Sunday, May 18, 2014

Piala Dunia a la Galeano III: Piala Dunia 1938*

Oleh Eduardo Galeano; Alihbahasa Mahfud Ikhwan



Max Theiler tengah menemukan sebuah vaksin untuk demam kuning; foto berwarna baru saja muncul; Walt Disney sedang meluncurkan “Snow White”; dan Eisenstein tengah memfilmkan “Alexander Nevski”. Nilon, yang belum lama berselang ditemukan oleh seorang profesor Harvard, tengah diubah jadi parasut dan kaos kaki perempuan.

Dua penyair Argentina, Anfonsina Storni dan Leopoldo Lugones, membunuh dirinya sendiri. Lazaro Cardenas menasionalisasi minyak Mexico dan menantang blokade dan aneka ragam kegeraman Barat. Sementara Orson Welles sedang menayangkan infasi penduduk Mars kepada Amerika Serikat untuk menakut-nakuti mereka yang jerih, Standard Oil minta infasi sungguhan atas Mexico untuk menghukum jalan sesat Cardenas dan mengakhiri tabiat buruknya.
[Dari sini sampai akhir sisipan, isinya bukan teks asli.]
Issue #860, opened 2024-03-11
Cannot upgrade to Compose Compiler 1.5.8+


timothyfroehlich:
[Compose Compiler 1.5.8](https://developer.android.com/jetpack/androidx/releases/compose-compiler#1.5.8) adds the following:

>Add a compilation error for default parameters in open functions (previously only it was restricted only for abstract functions). Compose does not support substitution of default parameters from overridden functions at the moment, and overriding a composable function with default parameters was failing at runtime. Use @Suppress("ABSTRACT_COMPOSABLE_DEFAULT_PARAMETER_VALUE") to suppress, but note that overriding such function without providing a default value for parameter will result in a crash at runtime.([b/317490247](https://issuetracker.corp.google.com/issues/317490247))

timothyfroehlich:
```
> Task :designcompose:compileDebugKotlin FAILED
e: file:///data/DesignCompose/primary/designcompose/src/main/java/com/android/designcompose/DesignSwitcher.kt:117:30 Overridable Composable functions with default values are not currently supported
e: file:///data/DesignCompose/primary/designcompose/src/main/java/com/android/designcompose/DesignSwitcher.kt:147:30 Overridable Composable functions with default values are not currently supported
```

timothyfroehlich:
The result of this is that users of DesignCompose will have blocking build failures if they attempt to update to the latest Compose Compiler / Kotlin

PR #870, opened 2024-03-13
Update to Kotlin 1.9.23, Compose Compiler 1.5.11, KSP 1.9.23-1.0.20

timothyfroehlich:


rylin8:
The comment that this is blocked by https://github.com/google/automotive-design-compose/issues/860 no longer applies right? And is that issue still an issue?

timothyfroehlich:
> The comment that this is blocked by #860 no longer applies right? And is that issue still an issue?

Yep, I updated the title but not the description.

rylin8 (approved):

Di Italia, Manifesto on the Race sedang ditulis dan penyerangan kepada Yahudi tengah meningkat. Jerman mencaplok Austria; Hitler memburu Yahudi dan mengangkangi teritori. Pemerintah Inggris memerintahkan warganya menimbun makanan dan mengajari mereka mempertahankan diri dari serangan gas beracun. Franco sedang mengurung benteng terangkhir Republik Spanyol dan telah memperoleh pengakuan dari Vatikan. Cesar Vallejo sedang sekarat di Paris, boleh jadi saat hujan deras, sementara Sartre menerbitkan Nausea. Dan di sana, di Paris, di bawah bayang-bayang hitam akan pecahnya perang, di mana ‘Guernica”-nya Picasso tengah dipamerkan untuk mencela masa yang bobrok itu, Piala Dunia ke-3 tengah berlangsung. Di Stadion Colombes, Presiden Prancis Albert Lebrun melakukan tendangan pembuka. Ia mau menendang bola, tapi kakinya mencangkul tanah.
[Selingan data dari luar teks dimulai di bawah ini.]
PR #873, opened 2024-03-15
Closes #864: Fix possible crash when using component replacement with a non-DesignCompose generated function

### LINKED ISSUE #864: Component replacement using a non-DesignCompose generated function can cause a crash
When doing a component replacement, DesignCompose passes in a `ParentLayoutInfo` object that contains the child index of the replacement component with respect to its parent. However if the replacement component is not a DesignCompose generated function, it will never subscribe to layout with that child index, causing the siblings of the original node being replaced to have a gap in their child indices.

For example, if node A has children B, C, and D, their indices might be 0, 1, and 2 respectively. If C has a component replacement customization and is replaced by a non-DesignCompose composable, then B will subscribe to layout with index 0, then D will subscribe with index 2. The Rust layout system currently doesn't support this and will try to insert a child at index 2, causing an assertion.

rylin8:
When using a component replacement customization with a non-DesignCompose composable, the replacement composable would not subscribe to layout changes. If the original component had any siblings, those siblings would subscribe to layout with a missing child index, causing a crash in Rust layout when trying to insert a style node at an invalid position. For example if nodes A, B, and C were siblings and B was the replacement node, A and C would subscribe to layout with indicies 0 and 2 respectively, and Rust would fail trying to insert a style node at index 2 when the list was only had a lenght of 1.

This change fixes the crash by detecting when a component replacement does not call a DesignCompose composable, and in that scenario will subscribe to layout anyway with the original node's style.

Secondly, the Modifiers passed into ComponentReplacementContext have been changed. The appearance modifier has been removed, and the layout modifier has been changed to be a modifier that holds layout data for the original node. When using DesignCompose composables as replacement content, this modifier is not needed, but when using non-DesignCompose composables, the layout modifier should be passed into the composable in order to use the original node's size and position.


designcompose/src/main/java/com/android/designcompose/CustomizationContext.kt
```diff
@@ -254,16 +254,13 @@ fun CustomizationContext.setKey(key: String?) {
...
-    // This modifier doesn't contain any appearance information, and should be the first
-    // in the modifier chain.
+    // Return the custom layout modifier that this component would have used so that the layout
+    // function can retrieve the component's layout properties. When replacing a node with a
+    // composable that is not a DesignCompose generated function, such as a simple Box() or an
+    // AndroidView, this modifier should be used as a modifier for that component in order for it to
+    // retain the original node's layout (size, position) properties.
     val layoutModifier: Modifier
 
-    // Return the appearance modifier. This causes the view to be presented as specified
```
iamralpht, line 262: hooray! (I saw this is also gone in the docs)

designcompose/src/main/java/com/android/designcompose/DesignFrame.kt
```diff
@@ -84,6 +84,60 @@ internal fun DesignFrame(
         m = m.then(customModifier)
     }
 
+    // Keep track of the layout state, which changes whenever this view's layout changes
+    val (layoutState, setLayoutState) = remember { mutableStateOf(0) }
+    var rootLayoutId = parentLayout?.rootLayoutId ?: -1
+    if (rootLayoutId == -1) rootLayoutId = layoutId
+
+    val subscribeLayout =
```
iamralpht, line 92: I like that this logic is getting better encapsulated, tho I think we need to revisit the implementation soon (squoosh is one alternative since only the root runs layout, I was also looking at the `Modifier.Node` API which allows traversal of children -- that might give a way to gather all of the child layout properties after composition but before layout, but I'm not sure...).

iamralpht (approved):

designcompose/src/main/java/com/android/designcompose/DesignFrame.kt
rylin8: Interesting I haven't seen `Modiifer.Node`, worth checking out.

PR #874, opened 2024-03-15
Closes #844: Add documentation for component replacement

### LINKED ISSUE #844: Add documentation for component replacement
Replacing nodes is a necessary and useful feature of DesignCompose, but it's a bit confusing. Add additional documentation with examples on how to do this, including descriptions of what features the replacement composable takes from the original node vs it's own, and what context is passed in when invoking your replacement composable.

rylin8:
Explain what is in the updated ComponentReplacementContext class and how to use with non-DesignCompose replacement composables.


rylin8:
Here's what the updated section looks like
Screenshot 2024-03-15 at 9 56 31 AM

docs/_docs/modifiers/modifiers.md
```diff
@@ -270,42 +270,60 @@ interface HelloWorld {
...
 
-The example below passes a `Composable` `fun` that accepts
-`software.vehicle.design.ComponentReplacementContext`. This object provides
-methods to access the style of the replaced element and its descendants.
-Component Replacements are provided with information on the component they are
-replacing including the modifiers that would be applied for the layout style,
-visual style, and (if applicable) the text style.
-
-Doing so allows a replacement component to take on the designer specified
+The `software.vehicle.design.ComponentReplacementContext` object provides
```
iamralpht, line 278: Is it still called `software.vehicle`? I thought it was `com.android.something` now...

rylin8: Whoops, good catch will fix.

rylin8: Done

docs/_docs/modifiers/modifiers.md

Seperti Piala Dunia sebelumnya, ini adalah sebentuk kejuaraan Eropa. Cuma dua negara Amerika Selatan yang bergabung dengan sebelas negara Eropa. Sebuah tim dari Indonesia, saat itu masih disebut Hindia Belanda, datang ke Paris sebagai satu-satunya wakil dari sisa dunia.

Kubu Jerman diperkuat oleh lima pemain yang diambil dari Austria yang baru saja dirayah. Penguatan ini, ditambah dengan tanda swastika di dada dan segala simbol kekuatan Nazi di genggaman, tim Jerman datang dengan keperkasaan, juga klaim tak terkalahkan; mereka ternyata cuma setor muka dan bertekuk lutut dengan Swiss yang semenjana. Kekalahan Jerman terjadi hanya beberapa hari sebelum keunggulan ras Arya kembali terjerembab oleh pukulan keras lain di New York, saat petinju kulit hitam Joe Louis meluluh-lantakkan juara Jerman Max Schmeling.
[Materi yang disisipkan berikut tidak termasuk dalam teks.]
PR #875, opened 2024-03-18
Linux Only: Add method for reading JNI library for host unit tests.

timothyfroehlich:
This allows unit tests running with Roborazzi to use the layout JNI library and successfully run.

When compiling DesignCompose from source the JNI libraries will be compiled for your host system and unit tests will work. 

The published test libraries are only compatible with Linux systems.


timothyfroehlich:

Italia, di sisi lain, menapaki pengulangan Piala Dunia sebelumnya. Di semifinal, Azzurri mengalahkan Brazil. Sebuah penalti patut dipertanyakan, tapi Brazil memprotesnya dengan sia-sia. Seperti Piala Dunia ’34, semua wasit adalah orang Eropa.

Lalu sampailah final: Italia lawan Hungaria. Untuk Musollini, kemenangan adalah persoalan negara. Pada malam sebelum pertandingan, para pemain Italia memperoleh telegram tiga kata dari Roma, yang ditandatangani sang pemimpin fasis: “Menang atau Mati.” Mereka tidak jadi mati karena Italia menang 4-2. Hari berikutnya, para jawara itu memakai seragam militer menuju upacara penutupan, yang dipimpin oleh Il Duce.

La Gazetta dello Sport sesumbar “ejawantah paling sempurna tentang olahraga kaum fasis telah disimbolkan oleh kejayaan ras ini.” Tidak lama sebelumnya, koran resmi merayakan kemenangan Italia atas Brazil dengan kalimat berikut: “Kami ucapkan tabik atas kemenangan intelejensia Italia atas otot kasar para Negro.”

Namun yang memilih para pemain terbaik turnamen adalah koran internasional, dan di antara para pemain itu terdapat dua orang Brazil hitam, Leonidas dan Domingos da Guia. Dengan delapan gol Leonidas juga jadi pencetak gol terbanyak, diikuti oleh si Hungaria Zsengeller dengan tujuh gol. Gol paling indah dicetak oleh Leonidas saat melawan Polandia. Bermain ketika hujan deras, ia kehilangan sepatunya yang menancap di lumpur di area penalti dan mencetak gol dengan kaki telanjang.


*diterjemahkan dari Soccer in Sun and Shadow; trans. Mark Fried; Verso, 2003.